PR #63, opened 2023-08-01
Add queries to determine frequency of themes/plugins adding blocking/async/defer scripts in head/footer

westonruter:
# WordPress theme/plugin script placements (whether blocking/async/defer in head/footer)

Query: `theme-plugin-script-placements.sql`

Results for July 2023:

placement	| num_scripts
--|--
blocking_in_footer	| 87,096,709
blocking_in_head	| 16,193,819
defer_in_footer	| 5,999,869
async_in_footer	| 3,291,749
defer_in_head	| 1,068,317
async_in_head	| 941,814

Duration: 4 min 26 sec

# Blocking in head scripts from themes and plugins

Query: `blocking-in-head-scripts-from-themes-and-plugins.sql`

Note the rows returned by this query include not only the counts of the specific scripts but also the counts for all scripts from a given theme/plugin (e.g. both `plugin:revslider:public/assets/js/rs6.min.js` and `plugin:revslider`).

Top 25 results from July 2023:

source | source_count
-- | --
plugin:revslider | 909,948
plugin:woocommerce | 559,495
plugin:elementor | 452,980
plugin:elementor:assets/lib/font-awesome/js/v4-shims.min.js | 442,141
plugin:LayerSlider | 410,705
plugin:pixelyoursite | 370,128
plugin:photo-gallery | 367,291
plugin:cookie-law-info | 361,501
plugin:google-analytics-for-wordpress | 360,082
plugin:google-analytics-for-wordpress:assets/js/frontend-gtag.min.js | 330,632
plugin:Ultimate_VC_Addons | 268,471
plugin:revslider:public/assets/js/rs6.min.js | 265,917
plugin:woocommerce:assets/js/jquery-blockui/jquery.blockUI.min.js | 245,665
plugin:woocommerce:assets/js/frontend/add-to-cart.min.js | 237,492
plugin:js_composer | 230,243
plugin:js_composer:assets/js/vendors/woocommerce-add-to-cart.js | 227,278
plugin:cookie-law-info:legacy/public/js/cookie-law-info-public.js | 226,390
plugin:revslider:public/assets/js/rbtools.min.js | 212,473
plugin:sitepress-multilingual-cms | 192,425
plugin:revslider:public/assets/js/jquery.themepunch.revolution.min.js | 179,701
plugin:revslider:public/assets/js/jquery.themepunch.tools.min.js | 170,372
plugin:responsive-lightbox | 166,425
plugin:download-manager | 136,044
plugin:wp-user-avatar | 134,159
plugin:pixelyoursite:dist/scripts/jquery.bind-first-0.2.3.min.js | 128,739

Duration: 3 min 20 sec

### DIFF
--- a/sql/2023/08/blocking-in-head-scripts-from-themes-and-plugins.sql
+++ b/sql/2023/08/blocking-in-head-scripts-from-themes-and-plugins.sql
@@ -1,0 +1,77 @@
+CREATE TEMP FUNCTION GET_BLOCKING_HEAD_SOURCES (custom_metrics STRING) RETURNS ARRAY<STRING> LANGUAGE js AS '''
+
+const sourceRegExp = new RegExp( '/wp-content/(?<type>plugin|theme)s/(?<slug>[^/]+)/(?<path>[^\?]+)' );
+
+/**
+ * Get slug of extension prefixed by theme/plugin from URL.
+ *
+ * @param {string} src Script URL.
+ * @return {?{type: "plugin"|"theme", slug: string, path: string}} Source info if matched.
+ */
+function getSource(src) {
+  const matches = src.match( sourceRegExp );
+  if (matches) {
+    return matches.groups;
+  }
+  return null;
+}
+
+/**
+ * Get script sources for scripts in the head which are blocking (not async nor defer).
+ *
+ * @param {object} data
+ * @param {object} data.cms
+ * @param {object} data.cms.wordpress
+ * @param {Array<{src: string, intended_strategy: string, async: boolean, defer: boolean, in_footer: boolean}>} data.cms.wordpress.scripts
+ * @return {Array} Sources.
+ */
+function getBlockingHeadScriptSources(data) {
+  const sources = [];
+  for ( const script of data.cms.wordpress.scripts ) {
+
+    const source = getSource(script.src);
+    if (!source) {
+      continue;
+    }
+
+    // Blocking script in head only.
+    if (!script.in_footer && !script.async && !script.defer) {
+      sources.push( [ source.type, source.slug ].join( ':' ) );
+      sources.push( [ source.type, source.slug, source.path ].join( ':' ) );
+    }
+  }
+  return sources;
+}
+
+const sources = [];
+try {
+  const data = JSON.parse(custom_metrics);
+  sources.push(...getBlockingHeadScriptSources(data));
+} catch (e) {}
+return sources;
+''';
+
+WITH all_sources AS (
+  SELECT
+    GET_BLOCKING_HEAD_SOURCES(custom_metrics) AS sources,
+  FROM
+    `httparchive.all.pages` /*TABLESAMPLE SYSTEM (1 PERCENT)*/,
+    UNNEST(technologies) AS technology
+  WHERE
+  date = CAST("2023-07-01" AS DATE)
+  AND technology.technology = "WordPress"
+  AND is_root_page = TRUE
+)
+
+SELECT
+  source,
+  COUNT(source) AS source_count
+FROM
+  all_sources,
+  UNNEST(sources) AS source
+GROUP BY
+  source
+HAVING
+  source_count >= 500
+ORDER BY
+  source_count DESC
--- a/sql/2023/08/blocking-in-head-scripts-from-themes-and-plugins.sql
+++ b/sql/2023/08/blocking-in-head-scripts-from-themes-and-plugins.sql
@@ -1,3 +1,20 @@
+# HTTP Archive query to get counts of theme/plugin scripts blocking in head.
+#
+# WPP Research, Copyright 2023 Google LLC
+#
+# Licensed under the Apache License, Version 2.0 (the "License");
+# you may not use this file except in compliance with the License.
+# You may obtain a copy of the License at
+#
+#     https://www.apache.org/licenses/LICENSE-2.0
+#
+# Unless required by applicable law or agreed to in writing, software
+# distributed under the License is distributed on an "AS IS" BASIS,
+# WITHOUT WARRANTIES OR CONDITIONS OF ANY KIND, either express or implied.
+# See the License for the specific language governing permissions and
+# limitations under the License.
+
+# See query results here: https://github.com/GoogleChromeLabs/wpp-research/pull/63
 CREATE TEMP FUNCTION GET_BLOCKING_HEAD_SOURCES (custom_metrics STRING) RETURNS ARRAY<STRING> LANGUAGE js AS '''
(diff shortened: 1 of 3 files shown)


sql/2023/08/blocking-in-head-scripts-from-themes-and-plugins.sql
```diff
@@ -0,0 +1,77 @@
...
+SELECT
+  source,
+  COUNT(source) AS source_count
+FROM
+  all_sources,
+  UNNEST(sources) AS source
+GROUP BY
+  source
+HAVING
+  source_count >= 500
```
felixarntz, line 75: Why is this limitation here? How many results make it above this threshold? If it's too many, we may even want to set it higher?

sql/2023/08/theme-plugin-script-placements.sql
```diff
@@ -0,0 +1,63 @@
...
+  SELECT
+    GET_SCRIPT_PLACEMENTS(custom_metrics) AS placements,
+  FROM
+    `httparchive.all.pages` /*TABLESAMPLE SYSTEM (1 PERCENT)*/,
+  UNNEST(technologies) AS technology
+WHERE
+  date = CAST("2023-07-01" AS DATE)
+  AND technology.technology = "WordPress"
+  AND is_root_page = TRUE
+  )
```
felixarntz, line 52: Indentation is off here :)
```suggestion
    UNNEST(technologies) AS technology
  WHERE
    date = CAST("2023-07-01" AS DATE)
    AND technology.technology = "WordPress"
    AND is_root_page = TRUE
)
```

sql/2023/08/theme-plugin-script-placements.sql
```diff
@@ -0,0 +1,63 @@
...
+  placements.push(...getScriptPlacements(data));
+} catch (e) {}
+return placements;
+''';
+
+WITH all_placements AS (
+  SELECT
+    GET_SCRIPT_PLACEMENTS(custom_metrics) AS placements,
+  FROM
+    `httparchive.all.pages` /*TABLESAMPLE SYSTEM (1 PERCENT)*/,
```
felixarntz, line 46: Probably best to remove the comment here for merging the query.
```suggestion
    `httparchive.all.pages`,
```

sql/2023/08/blocking-in-head-scripts-from-themes-and-plugins.sql
```diff
@@ -0,0 +1,77 @@
...
+  sources.push(...getBlockingHeadScriptSources(data));
+} catch (e) {}
+return sources;
+''';
+
+WITH all_sources AS (
+  SELECT
+    GET_BLOCKING_HEAD_SOURCES(custom_metrics) AS sources,
+  FROM
+    `httparchive.all.pages` /*TABLESAMPLE SYSTEM (1 PERCENT)*/,
```
felixarntz, line 58: See my other comment:
```suggestion
    `httparchive.all.pages`,
```

felixarntz (commented):
Thanks @westonruter, this looks great.

For the general script placements query, I couldn't tell from the code review whether the approach of gathering values into a placements array and then counting would work correctly, so I implemented a simple query to validate the result is the same. This query basically computes only the value for `async_in_footer`, by counting directly in JS and then using a `SUM`:
```sql
CREATE TEMP FUNCTION GET_ASYNC_IN_FOOTER_COUNT (custom_metrics STRING) RETURNS INT64 LANGUAGE js AS '''

const sourceRegExp = new RegExp('/wp-content/(plugin|theme)s/([^/]+)/');

function getAsyncInFooterCount(data) {
  let counter = 0;
  for (const script of data.cms.wordpress.scripts) {
    if (!sourceRegExp.test(script.src)) {
      continue;
    }

    if (script.async && script.in_footer) {
      counter++;
    }
  }
  return counter;
}

try {
  const data = JSON.parse(custom_metrics);
  return getAsyncInFooterCount(data);
} catch (e) {}
  return 0;
''';

SELECT
  SUM(GET_ASYNC_IN_FOOTER_COUNT(custom_metrics)) AS async_in_footer
FROM
  `httparchive.all.pages` /*TABLESAMPLE SYSTEM (1 PERCENT)*/,
UNNEST(technologies) AS technology
WHERE
  date = CAST("2023-07-01" AS DATE)
  AND technology.technology = "WordPress"
  AND is_root_page = TRUE
```

The result is the same number you have posted on the PR description, so that gives confidence. I think that technically the query would be easier to understand if we were doing all the counts in JS and return e.g. an object/struct like `{ placement: "async_in_footer", number: 3291749 }` since then we would simply need to use `SUM` in the aggregation and we would be able to avoid working with arrays in BigQuery, which can sometimes be complicated and lead to odd side effects when unnesting: For example, unnesting can lead to additional rows appearing, which can skew counts; not the case here because the results are being grouped, but I've ran into the problem before.

Not a necessity, but IMO it would be a nice enhancement to simplify the query.

Other than that, only minor nitpicks below.

sql/2023/08/blocking-in-head-scripts-from-themes-and-plugins.sql
westonruter: The tail is verrrrrrrrrry long at 267K rows. This brings the row count down to ~5K which is much more reasonable to work with in a Sheet, but true it could be higher. If we set it to:

```suggestion
  source_count >= 10000
```

Then the row count would shrink down to 332.

sql/2023/08/theme-plugin-script-placements.sql
westonruter: I found it useful to keep in order to quickly remove to test. But I don't feel strongly.

adamsilverstein (commented):
Nice!

felixarntz (changes requested):
@westonruter Code-wise LGTM now, other than the threshold conversation, but can you please add the license header found in the other SQL queries, including a link to this PR for the results?

felixarntz (approved):

adamsilverstein (approved):
Fantastic!

westonruter:
> plugin:woocommerce:assets/js/jquery-blockui/jquery.blockUI.min.js	245,665
> plugin:woocommerce:assets/js/frontend/add-to-cart.min.js	237,492

Humm. This doesn't seem right. I just checked and WooCommerce scripts are enqueued in the footer. I don't see this as being a recent change either:

https://github.com/woocommerce/woocommerce/blob/ff51b07da317cd535958e60e7f8be9ca2dfb1c23/plugins/woocommerce/includes/class-wc-frontend-scripts.php#L191-L320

---*---

Output must consist only of the listing's lines from the first through the line with "plugin:google-analytics-for-wordpress | 360,082", reproduced word for word.

● **Written response**:
PR #63, opened 2023-08-01
Add queries to determine frequency of themes/plugins adding blocking/async/defer scripts in head/footer

westonruter:
# WordPress theme/plugin script placements (whether blocking/async/defer in head/footer)

Query: `theme-plugin-script-placements.sql`

Results for July 2023:

placement	| num_scripts
--|--
blocking_in_footer	| 87,096,709
blocking_in_head	| 16,193,819
defer_in_footer	| 5,999,869
async_in_footer	| 3,291,749
defer_in_head	| 1,068,317
async_in_head	| 941,814

Duration: 4 min 26 sec

# Blocking in head scripts from themes and plugins

Query: `blocking-in-head-scripts-from-themes-and-plugins.sql`

Note the rows returned by this query include not only the counts of the specific scripts but also the counts for all scripts from a given theme/plugin (e.g. both `plugin:revslider:public/assets/js/rs6.min.js` and `plugin:revslider`).

Top 25 results from July 2023:

source | source_count
-- | --
plugin:revslider | 909,948
plugin:woocommerce | 559,495
plugin:elementor | 452,980
plugin:elementor:assets/lib/font-awesome/js/v4-shims.min.js | 442,141
plugin:LayerSlider | 410,705
plugin:pixelyoursite | 370,128
plugin:photo-gallery | 367,291
plugin:cookie-law-info | 361,501
plugin:google-analytics-for-wordpress | 360,082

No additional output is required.